さっき逃げる宣言されたけど今度は身内宣言――どうなってるんだ? と考えを巡らせる。
動揺中の男は、会話に置いてけぼりをくらうが会話は続く。
「月華はよく外に出てるけど、外の方が気持ちいい?」
「あぁ、凛とした空気がスッキリしてて、気持ちいいし空気もうまいよ」
冬が好きなのか、外の事を話す月華の表情は明るい。
排気ガスなどがない、こちらの空気はとても澄んでいる。常に自然の中にいるような、綺麗な空気だ。

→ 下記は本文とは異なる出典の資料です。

PR #2935, opened 2023-04-05
CoSi paths on screen

### LINKED ISSUE #2932: Confirm CoSi path on screen
The new designs have moved the path away from the title.

We do need to see it, ideally with decoding its meaning. This would be great to fit into this release.

matejcik:
fixes #2932


mmilata (approved):

matejcik:
"ethereum" is throwing the bitcoin-only string check.

it's an open question whether CoSi should even be in bitcoin-only build, but for now i'm just changing "Ethereum definitions" to "External definitions"

Hannsek:
> it's an open question whether CoSi should even be in bitcoin-only build

It should not IMO.

PR #2941, opened 2023-04-07
bootloader: fix images smaller than one chunk

matejcik:
The new bootloader has a bug that disallows installing images smaller than one chunk, i.e., 128 kB minus whatever the size of vendor + firmware headers. For the first chunk, the bootloader always requests data up to the end of the chunk: if the host does not send enough data, the "received chunk size" check fails, and if the host pads the data out, the chunk hash will not match.

This PR corrects the calculation for the first chunk case, so that the right amount of data is requested.

Additionally, we make sure the prodtest image is built at least 128K big, to avoid the problem on the bugged bootloader version.


TychoVrahe (approved):
lgtm

PR #2943, opened 2023-04-08
tests: tweak wait time for test_autolock_ignores_getaddress

mmilata:
On _hardware_ this test is often failing, both on CI and my machine. After changing the wait time to 8s the test passes 20+ times in a row on my machine.

### DIFF
--- a/tests/device_tests/test_autolock.py
+++ b/tests/device_tests/test_autolock.py
@@ -156,13 +156,13 @@ def test_autolock_ignores_getaddress(client: Client):
     assert client.features.unlocked is True
 
     start = time.monotonic()
-    # let's continue for 9 seconds to give a little leeway to the slow CI
-    while time.monotonic() - start < 9:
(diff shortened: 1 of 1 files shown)


matejcik (approved):
utACK

matejcik:
although I'm wondering, what's the failure? does the GetAddress after 9 seconds request PIN? or does it get canceled? because if it requests PIN, then I'm curious about the timing: if I send a GetAddress at a 9-second mark, I would strongly expect the autolock to not engage yet.

and if it gets canceled, that's basically a success and we just need to add exception handling, no?

mmilata:
I've seen both.

matejcik:
OK, let's do it this way. who knows what the CI is doing with its cycles

mmilata:
Not sure if it's the CI, it was quite reproducible on my system using `@pytest.mark.flaky(max_runs=50, min_passes=20)`. Seems like something in our stack is slowing it down but no idea in which layer.

PR #2951, opened 2023-04-12
feat(tests): master diff creating different_screens.html report

grdddj:
Useful thing when finalizing PRs, to see all the unique screens that changed compared to `master`


mmilata (approved):
Awesome! Thanks!

Issue #2605, opened 2022-11-04
T2B1 design - bootloader


Hannsek:
Design: https://www.figma.com/file/l0gG9XeRJ8FTDQ3cfb1wv9/Trezor-T%2C-Trezor-One?node-id=3790%3A11545

<img width="540" alt="image" src="https://user-images.githubusercontent.com/57008159/203309111-0cb89413-3871-466f-8b70-e16911b09a6a.png">

<img width="729" alt="image" src="https://user-images.githubusercontent.com/57008159/203310452-d0431b69-9f2c-41dc-bae9-6d680c78ba66.png">

FW-less:
<img width="589" alt="image" src="https://user-images.githubusercontent.com/57008159/203311999-d011f034-dc8b-4729-85ec-27a2a4c5246b.png">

楓は外の様子が気になってちらりと前方の引き戸を見たが、アレクライトが楓の前に腕を出して制止する姿勢を取る。
「カエデ……出ちゃダメだ……死ぬぞ……」
「え゛……死ぬ?!」
「8度くらいだから大丈夫だぞ?」
月華はケロッと言い放つが、外は楓の中で感じる8度ではない。
「………氷点下よね?」
「もち」
「死ぬわ……」
「オレから見てもツキカは別格だ。ありえない……」
月華は納得いかない表情で外を見ると、途端に目を瞠る。
アレクライトもその様子に気づき、前方の引き戸についた小窓を開けて、ゼランローンズに声を掛ける。
「ゼラ、吹雪になるかもしれない!」
「なに?!」
まだ雲は遠いように思えるが、上空の風が変われば途端に雲に包まれる。そうなると立ち往生してしまうため、次の町まで急ぐ事にした。